2体の巨人との開戦

 電磁場の嵐と爆風が止んでいく。

 爆発で地面を抉られ、砂漠の砂はケイ素が固まりガラス質に成っている。

 だが、抉られ方は尋常ではない。

 まるで地球に大穴を開ける様な深さがあった。

 穴の壁面からはガラスが砂の重みに耐えきれず、バキバキと砕けながら穴に落ちていく。

 バビロンRの艦長は呆然とそれを眺める。




「す、スゲーなこれ」




 亡命しなかったら自分達の砲撃の的に成っていた事にゾッとする。

 これだけの破壊力があれば、ADと言う絶対的な力を持って築き上げてきた地球統合軍の根底を揺るがすものだった。

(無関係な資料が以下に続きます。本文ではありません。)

PR #5781, opened 2017-01-22
WIP: Allow reselection of objects

jakirkham:
Related https://github.com/bokeh/bokeh/issues/2326

Instead of computing the union of indices, simply concatenate the previously selected indices with the currently provided ones. This should allow for things like deselection on a second click. Though it doesn't require that per se as it could also be interpreted as selecting the same object again thus resulting in later selections being no-ops.

### DIFF
--- a/bokehjs/src/coffee/core/selector.coffee
+++ b/bokehjs/src/coffee/core/selector.coffee
@@ -2,7 +2,7 @@ import {HasProps} from "./has_props"
 import * as hittest from "./hittest"
 import {logger} from "./logging"
 import * as p from "./properties"
-import {union, concat} from "./util/array"
+import {concat} from "./util/array"
 
 merge = (obj1, obj2) ->
   result = {}
@@ -13,7 +13,7 @@ merge = (obj1, obj2) ->
   for key in keys
     arr1 = obj1[key] or []
     arr2 = obj2[key] or []
-    result[key] = union(arr1, arr2)
+    result[key] = concat(arr1, arr2)
 
   return result
 
@@ -24,9 +24,9 @@ export class Selector extends HasProps
     @setv('timestamp', new Date(), {silent: silent})
     @setv('final', final, {silent: silent})
     if append
-      indices['0d'].indices = union(@indices['0d'].indices, indices['0d'].indices)
+      indices['0d'].indices = concat(@indices['0d'].indices, indices['0d'].indices)
       indices['0d'].glyph =  @indices['0d'].glyph or indices['0d'].glyph
-      indices['1d'].indices = union(@indices['1d'].indices, indices['1d'].indices)
+      indices['1d'].indices = concat(@indices['1d'].indices, indices['1d'].indices)
       indices['2d'].indices = merge(@indices['2d'].indices, indices['2d'].indices)
     @setv('indices', indices, {silent: silent})
 


jakirkham:
Hmm...seems like CI is not running. 😕

bryevdv:
@jakirkham it looks like like CI ran and passed? FYI I am interested in looking at and discussing the PR, I am currently buried under a backlog of work, so it will be a few days before I can turn to it.

jakirkham:
> ...it looks like like CI ran and passed?

Weird, maybe webhook deliveries were going really slow. Didn't even indicate that it was running yesterday.

In any event, this only shows we don't break anything in the existing test suite. Probably should add some tests here too. I'll defer to you about where and how to add these.

> FYI I am interested in looking at and discussing the PR, I am currently buried under a backlog of work, so it will be a few days before I can turn to it.

Not a problem. Looks like I'm going to be pretty swamped as well. So no rush. Just curious to hear your thoughts when you have a chance.

mattpap:
>  it looks like like CI ran and passed?

I restarted them. Some jobs were failing for random reasons.

jakirkham:
Have you had a chance to give this some thought, @bryevdv? Would be interested in discussing this when you have some time.

bryevdv:
@jakirkham apologies I this had fallen off my radar.. I've moved the issue to the `0.12.6` milestone so that it will get due consideration after next weeks release. Thanks for you your patience

jakirkham:
I guess there was a `merge` function added recently for the 2D case. Guessing this fixes some issues encountered. Have updated the PR to allow for the `merge` function. However I think there is a fair question as to whether merging is strictly necessary if we are just concatenating user selections and not trying to remove any of them.

bryevdv:
@jakirkham FYI we are in the last stretch of a release I have stopped travis to conserve build workers for now. I'd like to resolve this for `0.12.6` for sure. to set expectations I will be away for a few weeks starting saturday, so it will be after that. Thanks for your patience

jakirkham:
No worries. Was just going through open PRs trying to do some housekeeping.

bryevdv:
That is *always* appreciated, so thanks :)

bryevdv:
@clairetang6 can you comment on your current PR in relation to this one?

jakirkham:
Is there an xref for that PR @bryevdv?

bryevdv:
https://github.com/bokeh/bokeh/pull/6202

jakirkham:
Could I also ask that this be reviewed soon?

clairetang6:
Hi @jakirkham, deselection when a selected point is clicked seems like a nice feature to have. However, I don't think we want to concatenate the indices in the selector. The selector represents the selection itself, so it should just contain the selected indices. 

Right now, adding to a selection with any of the select tools (box select, lasso select, etc) and with the tap tool goes through the same code in the selection manager which updates the selection with unions. This doesn't allow for deselection. For deselection, we need to update the selected indices by removing the ones that were already selected and are being "selected" again. But that kind of deselection probably shouldn't happen with the select tools that select many points at once. 

One possibility is to have the ability to configure whether a tool will update its selection by unioning or by deselection on second select. It might make sense to have the box select, etc. default to unioning and the tap tool default to deselecting.

jakirkham:
For some history, I initially proposed some other changes in PR ( https://github.com/bokeh/bokeh/pull/5484 ) to properly handle deselection, but it was rejected. This originally came out of issue ( https://github.com/bokeh/bokeh/issues/2326 ). This PR was created to serve as a compromise. It doesn't actually handle deselection itself. It merely allows the history of selection to be tracked and available to inspection.

It would allow anyone to handle deselection, specialized duplicate selection (e.g. changing the color of an object), and/or the status quo (with no actual change). It is a simple matter to cull the selected points in say a callback object or do anything else one desires. As it is implemented, it doesn't actually break or change Bokeh's behavior beyond allowing history to accumulate. It also allows users to play and determine what works best for their cases. Over time some of these common strategies can be pulled into Bokeh more formally. In the interim, this opens the door to these considerations without forcing a style.

clairetang6:
Ok, I see how you were approaching the toggling of selection in your last PR. That would be one possibility in getting the toggling in as feature, to have that code be an option to the unioning of indices. The only issue is needing to have that way of updating the indices be optional, so that it wouldn't cause deselection when you didn't want it.

I also see how having the number of times an index was selected could be useful. You could increase the saturation of color as a point gets selected more and more times.

I still don't think that the selector should keep the entire history of indices because it should be a faithful representation of the selection. If it did have the history, then people would need to do a unique operation themselves each time they just wanted the selection. If anyone wanted to have the full history, I think they could write a callback to be attached to a data source. The callback gets called each time there is a new selection, so you could keep track of how many times a specific index was selected there.

bryevdv:
@jakirkham Unfortunately this PR must be closed. My concerns are these:

* This PR is not compatible with #6202 as-is. However #6202 fixes two important bugs and increases testing, and that has to take precedence. I intend to merge #6202 this week. 

* I did not appreciate earlier the implication that this PR changes the interpretation of `indices` from "current selection" to "history of selections". I believe there is a good chance that that would break existing `CustomJS` code for users and possibly internal Bokeh codepaths as well, in hard to detect and fix ways.  I am -1 on doing that. [*]

* I also believe @clairetang6 is correct, and that selection callbacks could afford an existing path to implementing selection history without changes to the core library. 

[*] Because things are going to have to break anyway at some point. Selections need to become real Bokeh models instead of a bare dict. Unfortunately I can't justify breaking things *twice* (once now for this change, and then *again* for a full refactor of selection machinery)

I'd like to start a Wiki page for a real design discussion for a new selection machinery. Your input there would be extremely valuable.

bryevdv:
@jakirkham @clairetang6 Here is the URL for a Wiki design doc:

https://github.com/bokeh/bokeh/wiki/Selection-Architecture-Refactor

It's only a stub page to start. I am traveling the next few days but I will try to add more to it next week. If you would like to start adding requirements and use-cases to it, that would certainly be helpful.

bryevdv:
@jakirkham I'd also just like to re-iterate that your input and contribution is appreciated. I am never happy to close a PR. Most of the problem with adding new features right now (as opposed to patching up bugs) is that the current selection architecture is a muddled mess, and the fault for that lies entirely on me. I hope you will help shape the second iteration of things and make them much better and more robust.

PR #5784, opened 2017-01-23
move abstract out of model.py

### LINKED ISSUE #5704: Move abstract out of properties.py
Want everything in `properties.py` to be of interest to users, `abstract` is almost certainly never. 

Propose `has_props.py` or `model.py` @mattpap do you have a preference?

bryevdv:
issues: fixes #5704

This PR moves `abstract` to `has_props.py`, and also has makes the application of `abstract` add an admonition to the class docstring stating that the class is not useful to instantiate on its own. So this does not have to be remembered to be added by hand every time. There may be other classes that should be marked `abstract` (e.g. `MercatorTileSource`?)


bryevdv:
Since this had to touch so many model files (all of them basically) had hoped to make a sweeping docstring pass, but I don't have time to do that at the moment. Some improvements were made but the rest will have to wait for later.

bryevdv:
A quick note: to make the auto adding to the docstring work, docstrings need a blank line at the end. I went ahead and updated all models (I think) to be this format. This is also in anticipation of adding more content to the docstring anyway. I also would like to propose the following convention: `'''` for docstrings, `"""` for "data"

bokeh/charts/chart.py
```diff
@@ -286,7 +286,7 @@ def make_grid(self, dimension, ticker):
             ticker (obj): the axis.ticker object
 
         Return:
-            grid: Grid instance
+            Grid: A Grid instance
```
bryevdv: new sphinx versions automatically link to types for args and returns, needed to make it the real type other wise there were problems.

bokeh/core/has_props.py
```diff
@@ -37,18 +37,34 @@ def __init__(self, output, verbose=False, max_width=79, newline='\n'):
...
 '''
 
+def abstract(cls):
+    ''' A decorator to mark abstract base classes derived from |HasProps|.
+
+    '''
+    if not issubclass(cls, HasProps):
+        raise TypeError("%s is not a subclass of HasProps" % cls.__name__)
+
+    cls.__doc__ += _ABSTRACT_ADMONITION
```
bryevdv: This could probably be made a little smarter i.e. only have one blank line between the original docstring and this addition, but this is OK for now.

bokeh/models/annotations.py
```diff
@@ -1,59 +1,51 @@
-""" Renderers for various kinds of annotations that can be added to
+''' Renderers for various kinds of annotations that can be added to
 Bokeh plots
 
-"""
+'''
```
mattpap: Why all those unrelated changes?

bryevdv: I mentioned some things above.

bryevdv:
@mattpap I'd like to merge this do you have any other comments?

mattpap:
> (...) do you have any other comments?

No.

Issue #5783, opened 2017-01-23
Investigate kdbush 


bryevdv:
Possibly worth investigating, from the author of RBush:

> One recommendation I have is that if your list of points is static (you don't need to add/remove points after indexing), you should use kdbush, my other indexing library that performs point indexing 5-8x faster than RBush.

 ADの力こそが正義なら正義とは、宇宙統合軍のモノと同義だからだ。

 地球のADのこれだけの事は出来ない。


 丁度その時、ソマリア沖に後方支援として待機していた艦隊から発進されたAP部隊が周囲の状況を確認して唖然としていた。

 派遣されていた友軍の陸戦艦隊は全滅、艦隊が最後に確認された座標には大きなクレーターがポッカリと空いている。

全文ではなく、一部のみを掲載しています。